Elevated error rates

Incident Report for Buildkite

Postmortem

Service Impact

From 2023-01-26 20:32 (UTC) until 21:10 our Agent API experienced an increase in error rates. The issue was mostly resolved by 20:44, with a small spike in errors reoccurring between 21:00 and 21:10.

Incident Summary

‌

Between 20:27 and 21:07 our provider experienced elevated error rates for their Logs API.

Our AWS Fargate containers were configured to send logs in blocking mode. This meant that when logs can’t be delivered or are delayed the application hangs until they recover or the health check fails and the container is replaced.

Changes we're making

As discussed in this Amazon blog post you can configure your containers in non-blocking mode, which stores logs in a ring-buffer and discards them when the buffer gets full.
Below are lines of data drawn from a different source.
PR #11828, opened 2021-02-28
Add GridGenerator::MarchingCubeAlgorithm

peterrum:
The marching-square and marching-cube algorithm allow to construct surface meshes based on iso-lines/surfaces (e.g. the zero value of a level-set field). This PR proposes a class that implements that algorithm ~(for now only in 2D)~ and creates a codim-1 mesh.

The nice thing about the 3D version is that the result consist only of triangles (see http://users.polytech.unice.fr/~lingrand/MarchingCubes/algo.html) so that it fits well in our simplex-support efforts!

~*The implementation is still work in progress (vertices are duplicated, since in our use case, we did't need the actual mesh) but we could discuss if the interface matches other immersed-surface applications than sharp-interface methods.*~

A 3D exmpale:

mc-3D

with 1-3 subdivisions per cell.


source/grid/grid_generator.cc
```diff
@@ -8410,6 +8415,643 @@ namespace GridGenerator
...
+    std::vector<Point<dim>>        vertices;
+    std::vector<CellData<dim - 1>> cells;
+    SubCellData                    subcelldata;
+
+    mc.process(background_dof_handler, ls_vector, vertices, cells);
+
+    std::vector<unsigned int> considered_vertices;
+
+    // GridTools::delete_duplicated_vertices (vertices, cells, subcelldata,
+    // considered_vertices);
```
peterrum, line 9050: For some reasons, I have some issue when merging the triangles... But that is something for later.

peterrum (commented):
PR is ready from my side (and also a 3D version).

include/deal.II/grid/grid_generator.h
```diff
@@ -2360,6 +2364,143 @@ namespace GridGenerator
...
+
+
+  /**
+   * Create a codim-1 triangulation based on a iso-line/surface and the
+   * marching-cube algorithm (MarchingCubeAlgorithm).
+   */
+  template <int dim, typename VectorType>
+  void
+  create_triangulation_with_marching_cube_algorithm(
+    const MarchingCubeAlgorithm<dim, VectorType> &mc,
```
bangerth, line 2498: I have not actually looked at the implementation, but am unsure about this choice of interface. The `MCA` class has no virtual functions, so I assume that the first argument given here is simply of type `MCA` and not derived. If that were so, why would one require that the user creates such an object, rather than letting the user pass the necessary arguments to this function and create the object internally? If that were so, that whole class could be moved to the `.cc` file.

peterrum: > If that were so, why would one require that the user creates such an object, rather than letting the user pass the necessary arguments to this function and create the object internally?

I guess I can do that.

> If that were so, that whole class could be moved to the .cc file.

The reason for having the class being accessible by the user is that you might not want to construct a global surface grid but only a surface grid in a cell, do some postprocessing, and throw the grid away.

Personally, I am using the class this way to compute surface tensions in the case of sharp-interface methods in [adaflo](https://github.com/kronbichler/adaflo) (see: https://github.com/kronbichler/adaflo/blob/7b60179059f0cfd3ec30e7960b563595e9b0b186/include/adaflo/sharp_interface_util.h#L968-L1122):

<p align="center">
 
</p>

 and @mschreter is using it to perform some surface integrals in the context of evaporation in [MeltPoolDG](https://github.com/MeltPoolDG/MeltPoolDG) (see: https://github.com/MeltPoolDG/MeltPoolDG/blob/ba9544808e2ad495424efe1317a2649bcea221aa/include/meltpooldg/evaporation/evaporation_operation_marching_cube.hpp#L153-L291).

peterrum:
I would love to get the marching-cube algorithm into the library before the release. Is that possible?

include/deal.II/grid/grid_generator.h
```diff
@@ -2360,6 +2364,143 @@ namespace GridGenerator
...
+    create_qudrature_rule(const unsigned int n_subdivisions);
+
+    /**
+     * Process a sub-cell (2D).
+     *
+     * @note Subcells with saddle points are ignored. Please increase the number
+     *   of subdivisions in this case.
+     */
+    static void
+    process_sub_cell(const std::vector<value_type> & ls_values,
```
Rombur, line 2460: Why is this function static?

include/deal.II/grid/grid_generator.h
```diff
@@ -2360,6 +2364,143 @@ namespace GridGenerator
...
+                 std::vector<Point<dim>> &       vertices,
+                 std::vector<CellData<dim - 1>> &cells) const;
+
+  private:
+    /**
+     * Internal function to create a quadrature rule with n_subdivisions+1
+     * equally-positioned quadrature points.
+     */
+    static Quadrature<dim>
+    create_qudrature_rule(const unsigned int n_subdivisions);
```
Rombur, line 2451:
```suggestion
    create_quadrature_rule(const unsigned int n_subdivisions);
```

include/deal.II/grid/grid_generator.h
Rombur: I don't understand how the code snippets support the current interface of `create_triangulation_with_marching_cube_algorithm` It seems to me that either I want to do something special and I need to use `MCA` but I don't need `create_triangulation_with_marching_cube_algorithm` or I want something more generic and I don't need to know that `MCA` exists

include/deal.II/grid/grid_generator.h
```diff
@@ -2360,6 +2364,143 @@ namespace GridGenerator
...
+                     const std::vector<unsigned int> mask,
+                     const double                    iso_level,
+                     std::vector<Point<2>> &         vertices,
+                     std::vector<CellData<1>> &      cells);
+
+    /**
+     * Process a sub-cell (3D).
+     */
+    static void
+    process_sub_cell(const std::vector<value_type> & ls_values,
```
Rombur, line 2471: Why can't this be templated on `dim`?

Rombur (commented):
I haven't read through the implementation yet. I think the interface still needs some work.

include/deal.II/grid/grid_generator.h
peterrum: @Rombur Thanks for the review till now. I have incorporated the changes. However, I would like to keep this function as it is. It is private and my fear is that (as long as we don't support if constexpr) we will get warnings which would have to "fixed" in an other way.

source/grid/grid_generator.cc
```diff
@@ -8439,6 +8444,674 @@ namespace GridGenerator
...
+       {{0, 2, 11, 8, 0, 11, X, X, X, X, X, X, X, X, X, X}},
+       {{3, 2, 11, X, X, X, X, X, X, X, X, X, X, X, X, X}},
+       {{2, 3, 8, 2, 8, 10, 10, 8, 9, X, X, X, X, X, X, X}},
+       {{9, 10, 2, 0, 9, 2, X, X, X, X, X, X, X, X, X, X}},
+       {{2, 3, 8, 2, 8, 10, 0, 1, 8, 1, 10, 8, X, X, X, X}},
+       {{1, 10, 2, X, X, X, X, X, X, X, X, X, X, X, X, X}},
+       {{1, 3, 8, 9, 1, 8, X, X, X, X, X, X, X, X, X, X}},
+       {{0, 9, 1, X, X, X, X, X, X, X, X, X, X, X, X, X}},
+       {{0, 3, 8, X, X, X, X, X, X, X, X, X, X, X, X, X}},
+       {{X, X, X, X, X, X, X, X, X, X, X, X, X, X, X, X}}}};
```
Rombur, line 9053: I hope that you have good test because if there is a typo in these tables we will never be able to find it.

source/grid/grid_generator.cc
Rombur: Isn't that a problem though? Let's say that two vertices that form an edge are duplicated. Don't you get two edges? What happens if you refine one cell but not the other? Does everything still works at the hanging node?

tests/grid/grid_generator_marching_cube_algorithm_01.cc
```diff
@@ -0,0 +1,210 @@
...
+  GridGenerator::create_triangulation_with_marching_cube_algorithm(
+    background_mapping,
+    background_dof_handler,
+    ls_vector,
+    iso_level,
+    n_subdivisions,
+    tria);
+
+  // write computed vectors to Paraview
+  if (true)
```
Rombur, line 163: Can you give these `true/false` a name. This is very confusing to read.

Rombur (commented):
It's starting to looks better. I am not sure that `MCA` should be in `GridGenerator` maybe it would be better in something like `GridTools`.

source/grid/grid_generator.cc
```diff
@@ -8439,6 +8444,674 @@ namespace GridGenerator
...
+    // set up dimension-dependent sizes and tables
+    static constexpr unsigned int n_vertices     = 4;
+    static constexpr unsigned int n_sub_vertices = 2;
+    static constexpr unsigned int n_lines        = 4;
+    static constexpr unsigned int n_configurations =
+      Utilities::pow(2, n_vertices);
+    static constexpr unsigned int X = static_cast<unsigned int>(-1);
+
+    static constexpr std::array<unsigned int, n_configurations>
+      configuration_table = {{0b0000,
```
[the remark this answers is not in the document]
peterrum: I have renamed it and added a comment.

source/grid/grid_generator.cc
```diff
@@ -8439,6 +8444,674 @@ namespace GridGenerator
...
+      // cell is not cut (nothing to do)
+      if (configuration_table[configuration] == 0)
+        return;
+
+      // helper function to determine where an edge (between index i and j) is
+      // cut - see also: http://paulbourke.net/geometry/polygonise/
+      const auto interpolate = [&](const unsigned int i, const unsigned int j) {
+        const double tolerance = 1e-10;
+
+        if (std::abs(iso_level - ls_values[mask[i]]) < tolerance)
```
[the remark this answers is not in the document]
peterrum: I have made it a parameter.

source/grid/grid_generator.cc
peterrum: I have not tested all configuration. I hope that the source did not do any mistakes^^

tests/grid/grid_generator_marching_cube_algorithm_01.cc
peterrum: OK

include/deal.II/grid/grid_generator.h
```diff
@@ -2400,6 +2404,134 @@ namespace GridGenerator
...
+    /**
+     * Constructor.
+     */
+    MarchingCubeAlgorithm(const Mapping<dim, dim> &      mapping,
+                          const FiniteElement<dim, dim> &fe,
+                          const unsigned int             n_subdivisions = 1);
+
+    /**
+     * Process all locally-owned cells.
+     */
```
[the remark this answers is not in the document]
peterrum: I have amended the documentation to state that the class does not actually create a triangulation but returns the ingredients to do so.

include/deal.II/grid/grid_generator.h
```diff
@@ -2400,6 +2404,134 @@ namespace GridGenerator
...
+    void
+    process_sub_cell(const std::vector<value_type> & ls_values,
+                     const std::vector<Point<3>> &   points,
+                     const std::vector<unsigned int> mask,
+                     const double                    iso_level,
+                     std::vector<Point<3>> &         vertices,
+                     std::vector<CellData<2>> &      cells) const;
+
+    /**
+     * Number of subdivisions defined in the constructor.
```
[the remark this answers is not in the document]
peterrum: Comment added.

peterrum:
> Isn't that a problem though? Let's say that two vertices that form an edge are duplicated. Don't you get two edges? What happens if you refine one cell but not the other? Does everything still works at the hanging node?

Yes, this is a limitation. But I don't think the resulting mesh will be used for computation but rather for in-situ post processing or evaluate some sharp interface contributions that do not require that the mesh is in one piece.

Rombur:
> Yes, this is a limitation. But I don't think the resulting mesh will be used for computation but rather for in-situ post processing or evaluate some sharp interface contributions that do not require that the mesh is in one piece.

What about we postpone `create_triangulation_with_marching_cube_algorithm` to after the release and just merge `MCA`? The codes that you showed didn't use `create_triangulation_with_marching_cube_algorithm` only `MCA`.

peterrum:
> What about we postpone create_triangulation_with_marching_cube_algorithm to after the release and just merge MCA? The codes that you showed didn't use create_triangulation_with_marching_cube_algorithm only MCA.

That sounds me good.

peterrum:
> What about we postpone create_triangulation_with_marching_cube_algorithm to after the release and just merge MCA? The codes that you showed didn't use create_triangulation_with_marching_cube_algorithm only MCA.

@Rombur Done!

doc/news/changes/minor/20210228Munch
```diff
@@ -0,0 +1,5 @@
+New: A new class GridGenerator::MarchingCubeAlgorithm has been added. It
```
Rombur, line 1: Since it doesn't create a new Triangulation, it shouldn't be in `GridGenerator`. Maybe `GridTools` would be better?

include/deal.II/grid/grid_generator.h
```diff
@@ -2400,6 +2404,127 @@ namespace GridGenerator
...
+    /**
+     * Constructor.
+     */
+    MarchingCubeAlgorithm(const Mapping<dim, dim> &      mapping,
+                          const FiniteElement<dim, dim> &fe,
+                          const unsigned int             n_subdivisions = 1,
+                          const double                   tolerance = 1e-10);
+
+    /**
+     * Process all locally-owned cells and fill @p vertices and @p for all cells
```
Rombur, line 2443:
```suggestion
     * Process all locally-owned cells and fill @p vertices and @p cells for all cells
```

include/deal.II/grid/grid_generator.h
```diff
@@ -2400,6 +2404,127 @@ namespace GridGenerator
...
+     */
+    void
+    process(const DoFHandler<dim> &         background_dof_handler,
+            const VectorType &              ls_vector,
+            const double                    iso_level,
+            std::vector<Point<dim>> &       vertices,
+            std::vector<CellData<dim - 1>> &cells) const;
+
+    /**
+     * Process the provided cell and fill @p vertices and @p for all cells
```
Rombur, line 2454:
```suggestion
     * Process the provided cell and fill @p vertices and @p cells for all cells
```

source/grid/grid_generator.cc
```diff
@@ -8439,6 +8444,661 @@ namespace GridGenerator
...
+      const std::vector<Point<dim>> &          points,
+      const std::vector<unsigned int> &        mask,
+      const double                             iso_level,
+      const double                             tolerance,
+      std::vector<Point<dim>> &                vertices,
+      std::vector<CellData<dim - 1>> &         cells)
+    {
+      // inspired by https://graphics.stanford.edu/~mdfisher/MarchingCubes.html
+
+      static constexpr unsigned int X = static_cast<unsigned int>(-1);
```
Rombur, line 8604: Why is this variable `static`?

source/grid/grid_generator.cc
```diff
@@ -8439,6 +8444,661 @@ namespace GridGenerator
...
+  MarchingCubeAlgorithm<dim, VectorType>::process_sub_cell(
+    const std::vector<value_type> & ls_values,
+    const std::vector<Point<2>> &   points,
+    const std::vector<unsigned int> mask,
+    const double                    iso_level,
+    std::vector<Point<2>> &         vertices,
+    std::vector<CellData<1>> &      cells) const
+  {
+    // set up dimension-dependent sizes and tables
+    static constexpr unsigned int n_vertices     = 4;
```
Rombur, line 8687: All the variables are `static` but I don't get why.

Rombur (commented):
I think we are almost there. Thanks for making the changes.

peterrum:
@Rombur I have made the changes.

source/grid/grid_tools.cc
```diff
@@ -6596,6 +6596,658 @@ namespace GridTools
...
+      const std::vector<Point<dim>> &          points,
+      const std::vector<unsigned int> &        mask,
+      const double                             iso_level,
+      const double                             tolerance,
+      std::vector<Point<dim>> &                vertices,
+      std::vector<CellData<dim - 1>> &         cells)
+    {
+      // inspired by https://graphics.stanford.edu/~mdfisher/MarchingCubes.html
+
+      static constexpr unsigned int X = static_cast<unsigned int>(-1);
```
Rombur, line 6756:
```suggestion
      constexpr unsigned int X = static_cast<unsigned int>(-1);
```

Rombur (approved):
Please fix the last comment and then let's merge this.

This trades off potentially missing logs when there’s issues with the underlying log delivery, but gains us better availability of the system. We believe this trade off makes sense and so we have now configured all our containers to use non-blocking mode.

Posted Apr 21, 2023 - 05:48 UTC

Resolved

System performance remains stable. We’ll continue to monitor system performance and investigate the underlying cause of the incident

Posted Jan 26, 2023 - 21:45 UTC

Monitoring

System performance has returned to acceptable levels. We are currently monitoring.

Posted Jan 26, 2023 - 21:13 UTC

Identified

We have identified an issue causing high latency. We are currently investigating the root cause.

Posted Jan 26, 2023 - 20:56 UTC

This incident affected: Agent API.